In a statement accompanying the report in response to Kaye’s questionnaire, U.S. officials acknowledged that government employees who deal with classified material are not covered by the Whistleblower Protection Enhancement Act. But they insisted that those employees “retain the ability to report any perceived government fraud, waste, or abuse to appropriate inspectors general, other executive branch oversight entities, and certain members of Congress while preserving any national security interests at issue.”

The U.S. statement maintained that criminal charges are reserved for people who disclose secrets “with the intent, or with reason to believe, that the information is to be used, or could be used, to injure or harm the United States, or to advantage a foreign nation.”

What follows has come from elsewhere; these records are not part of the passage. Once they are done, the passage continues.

PR #4415, opened 2026-04-17
Forth: fix for indentation and multiple tags in line

y-salnikov:


optlib/forth.ctags
```diff
@@ -22,6 +22,6 @@
 --kinddef-Forth=c,constant,constants
 
 --regex-Forth=/^[[:space:]]*\\.*//{exclusive}
---regex-Forth=/^:[[:space:]]+([^[:space:]]+)/\1/w/{exclusive}
---regex-Forth=/^variable[[:space:]]+([^[:space:]]+)/\1/v/{exclusive}{icase}
---regex-Forth=/^[[:alnum:]]+[[:space:]]+constant[[:space:]]+([^[:space:]]+)/\1/c/{exclusive}{icase}
+--regex-Forth=/:[[:space:]]+([^[:space:]]+)/\1/w/{icase}
```
masatake: Why we need `{icase}` here?

optlib/forth.c
```diff
@@ -46,12 +46,12 @@ extern parserDefinition* ForthParser (void)
...
-		{"^variable[[:space:]]+([^[:space:]]+)", "\\1",
-		"v", "{exclusive}{icase}", NULL, false},
-		{"^[[:alnum:]]+[[:space:]]+constant[[:space:]]+([^[:space:]]+)", "\\1",
-		"c", "{exclusive}{icase}", NULL, false},
+		{":[[:space:]]+([^[:space:]]+)", "\\1",
+		"w", "{icase}", NULL, false},
+		{"variable[[:space:]]+([^[:space:]]+)", "\\1",
+		"v", "{icase}", NULL, false},
+		{"[[:alnum:]]+[[:space:]]+constant[[:space:]]+([^[:space:]]+)", "\\1",
+		"c", "{icase}", NULL, false},
```
masatake, line 54: This change should be parts of the previous commit.

masatake (changes requested):

optlib/forth.c
y-salnikov: This shouldn't be commit at all. Some building bots has buggy build system and not regenerating forth.c from forth.ctags, i think.

optlib/forth.ctags
y-salnikov: Is {icase} flag for regexp not for tags? If that is correct,  then it is not needed.

optlib/forth.c
masatake: This change should be part of the previous commit.

optlib/forth.ctags
masatake: `{icase}` flag for the regexp.

masatake (approved):

masatake:
Thank you.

But those assertions were quickly condemned by whistleblower advocates as farcical.

Jesselyn Radack, a lawyer who represents whistleblowers, said the U.S. statement in response to Kaye’s questions “grossly overstates the protections for whistleblowers and journalists in the U.S. and turns a blind eye to the many shortfalls in current U.S. law and U.S. policies that chill freedom of expression and interfere with investigative journalism.”

“National security and intelligence community whistleblowers have no meaningful legal protections,” she noted.

Snowden, in a video from Human Rights Watch, declared that “a whistleblower almost has to become comfortable with the idea of becoming a martyr, because the probability of retaliation is so certain.” Here is the Human Rights Watch video:

In the report, Kaye sets out clear standards for how governments should treat sources and whistleblowers. For instance, he says that law enforcement and justice officials need to “publicly recognize the contribution of sources and whistleblowers sharing information of public relevance and condemn attacks against them.” He also asserts the importance of letting whistleblowers make the case that their disclosure was in the public interest.

Rules allowing journalists to keep their sources confidential “should not be reserved simply for professional journalists,” he writes, but should also extend to anyone “who may be performing a vital role in providing wide access to information of public interest.”

Finally, he says that “disclosure of human rights or humanitarian law violations should never [be] the basis of penalties of any kind.”

In a report in May, Kaye also asserted that encryption is an essential tool needed to protect the right of freedom of opinion and expression in the digital age because it creates “a zone of privacy to protect opinion and belief.”